Top of Extracted information
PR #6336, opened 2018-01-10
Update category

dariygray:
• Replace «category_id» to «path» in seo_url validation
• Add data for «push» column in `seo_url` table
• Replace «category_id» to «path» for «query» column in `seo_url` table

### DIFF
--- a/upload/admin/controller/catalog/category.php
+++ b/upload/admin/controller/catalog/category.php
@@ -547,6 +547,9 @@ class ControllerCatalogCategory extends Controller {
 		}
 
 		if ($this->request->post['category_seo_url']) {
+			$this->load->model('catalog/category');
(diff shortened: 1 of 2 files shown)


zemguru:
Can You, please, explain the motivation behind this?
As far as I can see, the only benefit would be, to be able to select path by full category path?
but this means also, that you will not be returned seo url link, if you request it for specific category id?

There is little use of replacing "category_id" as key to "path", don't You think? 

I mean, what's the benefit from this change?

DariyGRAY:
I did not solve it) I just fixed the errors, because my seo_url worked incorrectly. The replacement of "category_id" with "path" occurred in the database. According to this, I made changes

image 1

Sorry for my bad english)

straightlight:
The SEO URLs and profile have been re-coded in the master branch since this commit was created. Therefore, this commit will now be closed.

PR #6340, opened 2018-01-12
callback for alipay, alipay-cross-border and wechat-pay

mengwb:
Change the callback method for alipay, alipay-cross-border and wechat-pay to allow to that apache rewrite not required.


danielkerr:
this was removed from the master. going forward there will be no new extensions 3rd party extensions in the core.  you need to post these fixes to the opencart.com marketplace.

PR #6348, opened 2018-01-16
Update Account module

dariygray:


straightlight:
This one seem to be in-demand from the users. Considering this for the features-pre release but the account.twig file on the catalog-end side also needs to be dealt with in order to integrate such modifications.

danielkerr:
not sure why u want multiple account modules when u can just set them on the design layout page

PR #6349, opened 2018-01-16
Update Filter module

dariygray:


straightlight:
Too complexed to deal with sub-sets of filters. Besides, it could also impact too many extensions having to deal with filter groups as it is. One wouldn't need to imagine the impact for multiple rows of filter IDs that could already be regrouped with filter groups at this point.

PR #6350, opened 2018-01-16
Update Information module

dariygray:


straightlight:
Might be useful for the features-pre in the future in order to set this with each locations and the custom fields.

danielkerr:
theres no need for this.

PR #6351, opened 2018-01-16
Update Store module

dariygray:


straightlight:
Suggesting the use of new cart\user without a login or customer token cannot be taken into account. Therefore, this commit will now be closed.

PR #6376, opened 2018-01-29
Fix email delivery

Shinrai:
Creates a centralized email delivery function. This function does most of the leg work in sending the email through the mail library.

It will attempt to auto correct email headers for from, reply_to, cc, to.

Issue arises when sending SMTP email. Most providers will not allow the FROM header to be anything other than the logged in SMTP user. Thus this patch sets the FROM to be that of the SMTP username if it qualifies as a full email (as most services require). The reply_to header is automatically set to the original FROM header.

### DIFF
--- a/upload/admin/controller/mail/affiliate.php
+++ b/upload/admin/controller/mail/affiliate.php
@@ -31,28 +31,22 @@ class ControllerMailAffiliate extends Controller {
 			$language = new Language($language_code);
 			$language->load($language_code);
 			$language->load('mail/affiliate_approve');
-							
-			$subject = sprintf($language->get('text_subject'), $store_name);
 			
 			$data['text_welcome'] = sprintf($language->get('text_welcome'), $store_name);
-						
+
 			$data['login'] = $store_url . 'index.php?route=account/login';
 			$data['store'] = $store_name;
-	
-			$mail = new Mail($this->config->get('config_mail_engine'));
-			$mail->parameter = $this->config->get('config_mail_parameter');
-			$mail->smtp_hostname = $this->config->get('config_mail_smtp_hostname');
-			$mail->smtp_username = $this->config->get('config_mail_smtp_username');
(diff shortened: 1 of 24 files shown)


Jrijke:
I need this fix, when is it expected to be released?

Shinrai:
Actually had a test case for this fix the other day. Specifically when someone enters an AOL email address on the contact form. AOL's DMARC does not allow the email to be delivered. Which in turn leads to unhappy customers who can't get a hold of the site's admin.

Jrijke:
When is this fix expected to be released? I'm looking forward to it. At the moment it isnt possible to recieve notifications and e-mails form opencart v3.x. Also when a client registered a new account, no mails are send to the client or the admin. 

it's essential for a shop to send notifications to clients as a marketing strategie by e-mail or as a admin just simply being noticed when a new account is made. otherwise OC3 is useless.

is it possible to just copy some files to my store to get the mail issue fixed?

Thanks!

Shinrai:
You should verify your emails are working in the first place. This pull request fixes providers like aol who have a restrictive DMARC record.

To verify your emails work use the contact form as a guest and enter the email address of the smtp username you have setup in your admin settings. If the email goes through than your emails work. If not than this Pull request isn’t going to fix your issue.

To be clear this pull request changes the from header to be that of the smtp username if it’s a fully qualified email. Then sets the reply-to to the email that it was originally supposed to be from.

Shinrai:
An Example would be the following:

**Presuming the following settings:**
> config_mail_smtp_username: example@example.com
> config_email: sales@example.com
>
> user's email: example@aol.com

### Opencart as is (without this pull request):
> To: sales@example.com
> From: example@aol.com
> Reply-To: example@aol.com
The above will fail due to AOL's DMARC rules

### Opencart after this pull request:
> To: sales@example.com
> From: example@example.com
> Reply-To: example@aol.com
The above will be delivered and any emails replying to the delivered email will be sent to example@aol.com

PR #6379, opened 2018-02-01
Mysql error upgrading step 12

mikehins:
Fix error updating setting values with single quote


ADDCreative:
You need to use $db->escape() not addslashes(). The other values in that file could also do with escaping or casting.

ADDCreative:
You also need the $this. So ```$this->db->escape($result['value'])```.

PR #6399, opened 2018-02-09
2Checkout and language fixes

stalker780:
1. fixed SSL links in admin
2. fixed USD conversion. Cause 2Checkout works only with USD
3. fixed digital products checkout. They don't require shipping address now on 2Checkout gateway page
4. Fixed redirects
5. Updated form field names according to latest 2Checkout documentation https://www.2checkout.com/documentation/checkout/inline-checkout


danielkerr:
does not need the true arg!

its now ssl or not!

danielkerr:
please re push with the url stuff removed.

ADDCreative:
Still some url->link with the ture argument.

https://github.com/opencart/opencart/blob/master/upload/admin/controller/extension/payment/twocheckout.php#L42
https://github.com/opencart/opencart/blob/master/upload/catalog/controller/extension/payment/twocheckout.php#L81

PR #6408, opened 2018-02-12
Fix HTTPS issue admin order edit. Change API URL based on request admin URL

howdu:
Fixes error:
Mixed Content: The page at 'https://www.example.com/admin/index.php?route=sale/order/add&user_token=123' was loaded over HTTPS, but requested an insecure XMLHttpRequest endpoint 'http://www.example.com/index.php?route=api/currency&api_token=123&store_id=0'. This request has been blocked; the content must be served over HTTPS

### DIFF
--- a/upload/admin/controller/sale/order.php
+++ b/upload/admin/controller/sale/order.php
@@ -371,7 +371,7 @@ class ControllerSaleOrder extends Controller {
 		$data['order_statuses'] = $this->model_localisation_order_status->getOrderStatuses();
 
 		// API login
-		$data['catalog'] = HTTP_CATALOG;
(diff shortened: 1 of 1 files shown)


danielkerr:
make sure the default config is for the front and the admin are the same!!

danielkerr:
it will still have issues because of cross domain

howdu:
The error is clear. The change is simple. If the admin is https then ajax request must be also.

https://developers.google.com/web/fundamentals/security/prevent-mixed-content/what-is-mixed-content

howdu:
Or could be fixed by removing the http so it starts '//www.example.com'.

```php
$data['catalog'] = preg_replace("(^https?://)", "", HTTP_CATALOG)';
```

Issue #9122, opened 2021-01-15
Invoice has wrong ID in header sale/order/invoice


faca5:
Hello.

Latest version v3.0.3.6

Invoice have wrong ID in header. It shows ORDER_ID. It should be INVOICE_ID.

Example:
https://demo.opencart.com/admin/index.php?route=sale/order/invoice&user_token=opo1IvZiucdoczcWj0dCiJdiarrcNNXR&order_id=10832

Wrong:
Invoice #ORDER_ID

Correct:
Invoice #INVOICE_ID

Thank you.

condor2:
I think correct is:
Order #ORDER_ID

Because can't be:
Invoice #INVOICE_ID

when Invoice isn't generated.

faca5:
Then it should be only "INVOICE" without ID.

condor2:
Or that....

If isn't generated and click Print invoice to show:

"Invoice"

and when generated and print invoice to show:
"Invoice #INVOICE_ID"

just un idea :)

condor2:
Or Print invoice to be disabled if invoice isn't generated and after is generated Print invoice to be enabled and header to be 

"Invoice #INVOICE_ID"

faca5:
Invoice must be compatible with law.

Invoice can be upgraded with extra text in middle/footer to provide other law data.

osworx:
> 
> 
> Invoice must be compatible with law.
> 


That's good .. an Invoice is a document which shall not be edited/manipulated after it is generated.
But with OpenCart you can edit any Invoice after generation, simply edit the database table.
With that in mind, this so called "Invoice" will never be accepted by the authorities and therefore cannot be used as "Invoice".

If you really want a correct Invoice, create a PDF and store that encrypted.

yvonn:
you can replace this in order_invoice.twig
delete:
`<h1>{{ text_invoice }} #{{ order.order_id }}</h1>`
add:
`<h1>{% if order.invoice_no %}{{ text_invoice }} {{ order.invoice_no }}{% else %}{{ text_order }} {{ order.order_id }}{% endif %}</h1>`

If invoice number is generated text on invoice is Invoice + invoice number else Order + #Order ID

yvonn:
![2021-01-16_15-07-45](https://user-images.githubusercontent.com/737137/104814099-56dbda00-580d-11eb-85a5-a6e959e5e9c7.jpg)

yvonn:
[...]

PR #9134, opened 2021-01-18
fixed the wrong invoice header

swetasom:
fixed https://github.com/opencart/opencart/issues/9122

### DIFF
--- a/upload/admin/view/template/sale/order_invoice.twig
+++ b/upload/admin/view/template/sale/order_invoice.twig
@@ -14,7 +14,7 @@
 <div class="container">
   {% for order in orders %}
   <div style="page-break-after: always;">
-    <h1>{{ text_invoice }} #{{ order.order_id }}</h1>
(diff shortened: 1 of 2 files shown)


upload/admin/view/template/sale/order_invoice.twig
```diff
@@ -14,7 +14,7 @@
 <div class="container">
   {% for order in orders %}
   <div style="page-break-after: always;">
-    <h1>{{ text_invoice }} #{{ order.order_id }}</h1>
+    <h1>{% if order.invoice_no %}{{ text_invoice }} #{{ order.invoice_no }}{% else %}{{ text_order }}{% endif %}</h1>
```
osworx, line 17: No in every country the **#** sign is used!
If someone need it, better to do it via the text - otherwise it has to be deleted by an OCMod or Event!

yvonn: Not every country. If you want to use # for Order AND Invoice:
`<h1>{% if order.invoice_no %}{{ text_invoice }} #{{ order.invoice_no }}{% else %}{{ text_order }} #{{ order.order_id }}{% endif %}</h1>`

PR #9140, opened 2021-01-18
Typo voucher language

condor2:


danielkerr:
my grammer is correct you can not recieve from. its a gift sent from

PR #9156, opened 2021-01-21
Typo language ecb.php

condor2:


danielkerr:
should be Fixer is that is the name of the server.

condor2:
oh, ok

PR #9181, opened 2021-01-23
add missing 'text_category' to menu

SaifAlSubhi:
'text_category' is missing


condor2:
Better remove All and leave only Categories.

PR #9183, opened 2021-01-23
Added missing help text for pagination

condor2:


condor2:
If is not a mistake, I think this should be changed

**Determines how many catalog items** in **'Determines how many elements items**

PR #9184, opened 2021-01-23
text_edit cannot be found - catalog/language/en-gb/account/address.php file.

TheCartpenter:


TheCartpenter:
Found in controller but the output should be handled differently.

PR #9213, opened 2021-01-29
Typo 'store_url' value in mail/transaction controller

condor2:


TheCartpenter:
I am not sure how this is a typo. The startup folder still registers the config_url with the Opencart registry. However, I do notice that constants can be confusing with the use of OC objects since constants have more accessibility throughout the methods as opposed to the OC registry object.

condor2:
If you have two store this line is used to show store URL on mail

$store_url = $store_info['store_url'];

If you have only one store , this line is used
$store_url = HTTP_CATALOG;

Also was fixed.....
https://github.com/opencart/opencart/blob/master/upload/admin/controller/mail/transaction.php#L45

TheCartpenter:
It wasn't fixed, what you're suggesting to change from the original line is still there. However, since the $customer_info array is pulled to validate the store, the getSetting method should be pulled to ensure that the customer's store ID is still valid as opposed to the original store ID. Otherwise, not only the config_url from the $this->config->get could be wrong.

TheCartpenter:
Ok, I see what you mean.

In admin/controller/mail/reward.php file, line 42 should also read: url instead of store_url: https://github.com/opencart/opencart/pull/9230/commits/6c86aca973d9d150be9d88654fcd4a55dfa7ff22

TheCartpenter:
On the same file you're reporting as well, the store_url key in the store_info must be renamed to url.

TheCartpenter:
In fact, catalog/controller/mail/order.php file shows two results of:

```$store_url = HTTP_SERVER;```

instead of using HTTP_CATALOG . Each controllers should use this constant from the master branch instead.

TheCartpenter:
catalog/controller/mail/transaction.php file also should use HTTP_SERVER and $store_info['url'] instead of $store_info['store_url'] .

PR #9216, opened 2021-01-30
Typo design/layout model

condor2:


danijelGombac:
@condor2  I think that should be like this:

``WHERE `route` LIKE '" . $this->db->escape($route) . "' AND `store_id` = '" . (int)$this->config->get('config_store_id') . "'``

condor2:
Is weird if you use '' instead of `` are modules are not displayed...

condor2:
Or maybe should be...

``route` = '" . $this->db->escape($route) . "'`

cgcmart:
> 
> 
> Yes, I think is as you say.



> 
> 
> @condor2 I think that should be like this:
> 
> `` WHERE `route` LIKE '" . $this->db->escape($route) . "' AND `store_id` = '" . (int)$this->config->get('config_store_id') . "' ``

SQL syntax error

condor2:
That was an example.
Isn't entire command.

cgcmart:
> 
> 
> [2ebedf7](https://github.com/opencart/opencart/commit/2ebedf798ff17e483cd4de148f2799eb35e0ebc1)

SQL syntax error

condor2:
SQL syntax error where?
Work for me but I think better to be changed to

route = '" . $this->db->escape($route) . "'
Bottom of Extracted information
### [Exercise]
Extract from the records above the lines from the one containing "theres no need for this." to the one containing "It will attempt", both lines included, exactly as they appear and with nothing else.

### [Written response]
theres no need for this.

PR #6351, opened 2018-01-16
Update Store module

dariygray:


straightlight:
Suggesting the use of new cart\user without a login or customer token cannot be taken into account. Therefore, this commit will now be closed.

PR #6376, opened 2018-01-29
Fix email delivery

Shinrai:
Creates a centralized email delivery function. This function does most of the leg work in sending the email through the mail library.

It will attempt to auto correct email headers for from, reply_to, cc, to.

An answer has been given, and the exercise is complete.